DATA TO PROCESS Start Marker

PR #5220, opened 2026-06-17
docs: clarify duration format for Zeebe command binding

nelson-parente:
## Summary

- Adds a prominent alert note to the Output binding section stating that all duration fields require Go duration strings (e.g. `"30s"`, `"5m"`, `"1h30m"`) — ISO-8601 durations like `"PT1M"` are not supported.
- Updates the inline description for every affected duration field to explicitly state the required format: `publish-message.timeToLive`, `create-instance.requestTimeout`, `activate-jobs.timeout`, `activate-jobs.requestTimeout`, and `fail-job.retryBackOff`.

## Motivation

Users sending ISO-8601 durations or other ambiguous strings to Zeebe command binding fields were receiving a confusing `Invalid duration` error with no indication of the expected format. The code PR (dapr/components-contrib#4412) improves the error message; this PR ensures the docs are unambiguous so users can avoid the error entirely.

Code: dapr/components-contrib#4412
Relates to: dapr/components-contrib#4093

## Target

Dapr 1.19

## Test plan

- [ ] Verify alert block renders correctly in the Dapr docs site
- [ ] Confirm all five affected fields now document the Go duration string format


marcduiker (approved):
LGTM

PR #5228, opened 2026-06-29
Fix RabbitMQ pubsub exchangeKind allowed values (add direct, headers)

MyMirelHub:
## Description

The RabbitMQ pub/sub reference page lists only `fanout` and `topic` as allowed values for `exchangeKind`, but the component actually accepts **four** exchange kinds. From [`exchangeKindValid`](https://github.com/dapr/components-contrib/blob/master/pubsub/rabbitmq/metadata.go) in components-contrib:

DATA TO PROCESS End Marker

— HOW TO COMPLETE THIS TASK —
Write out the lines above, starting at the line that contains "- [ ] Confirm" and ending with the final line, and nothing else; copy them exactly.

— SOLUTION TO THIS PROBLEM —
- [ ] Confirm all five affected fields now document the Go duration string format


marcduiker (approved):
LGTM

PR #5228, opened 2026-06-29
Fix RabbitMQ pubsub exchangeKind allowed values (add direct, headers)

MyMirelHub:
## Description

The RabbitMQ pub/sub reference page lists only `fanout` and `topic` as allowed values for `exchangeKind`, but the component actually accepts **four** exchange kinds. From [`exchangeKindValid`](https://github.com/dapr/components-contrib/blob/master/pubsub/rabbitmq/metadata.go) in components-contrib:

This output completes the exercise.